__WHAT IS NEEDED__. Every entry must come back exactly as it was given.

[Stored data entries]
PR #222, opened 2018-02-17
encoder/opus: initialize granulepos to 0

cathugger:
it was uninitialized before


MaxKellermann:
c43ea74b3005b97b9e494ba62d86d0e02ef39d55 (v0.20.x)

__THE COMPLETED TASK__.
PR #222, opened 2018-02-17
encoder/opus: initialize granulepos to 0

cathugger:
it was uninitialized before


MaxKellermann:
c43ea74b3005b97b9e494ba62d86d0e02ef39d55 (v0.20.x)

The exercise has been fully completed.